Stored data
PR #7929, opened 2022-02-21
Improve solution close performance

drewnoakes:
Previously we would block the main thread while waiting for serialization of the fast up-to-date check's persistent state to occur.

This change has two parts:

1. Return immediately from the `OnAfterSolutionClose` callback.
2. Schedule the actual serialization on the thread pool.

To guarantee that the async serialization completes before the VS process exits, we register the task with the package's JTF. Tasks registered with that factory must all complete before the package can be unloaded and VS can shut down.

###### Microsoft Reviewers: [Open in CodeFlow](https://portal.fabricbot.ms/api/codeflow?pullrequest=https://github.com/dotnet/project-system/pull/7929)


drewnoakes:
Seeing [@lifengl's comment](https://github.com/dotnet/project-system/pull/7923#discussion_r809416906), and disussing with @davkean, I'm going to go a different route here.

Dave pointed out one possible issue with this approach. During branch switches where the .sln file changes, if we don't join on the writing of state as part of solution close, the reloading projects might not see the persisted state yet, or might hit file access exceptions while restoring state if writing is still happening.

I'll open a new PR.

**What to work on**
What is needed is a faithful transcription of every entry.

**Task answer**
PR #7929, opened 2022-02-21
Improve solution close performance

drewnoakes:
Previously we would block the main thread while waiting for serialization of the fast up-to-date check's persistent state to occur.

This change has two parts:

1. Return immediately from the `OnAfterSolutionClose` callback.
2. Schedule the actual serialization on the thread pool.

To guarantee that the async serialization completes before the VS process exits, we register the task with the package's JTF. Tasks registered with that factory must all complete before the package can be unloaded and VS can shut down.

###### Microsoft Reviewers: [Open in CodeFlow](https://portal.fabricbot.ms/api/codeflow?pullrequest=https://github.com/dotnet/project-system/pull/7929)


drewnoakes:
Seeing [@lifengl's comment](https://github.com/dotnet/project-system/pull/7923#discussion_r809416906), and disussing with @davkean, I'm going to go a different route here.

Dave pointed out one possible issue with this approach. During branch switches where the .sln file changes, if we don't join on the writing of state as part of solution close, the reloading projects might not see the persisted state yet, or might hit file access exceptions while restoring state if writing is still happening.

I'll open a new PR.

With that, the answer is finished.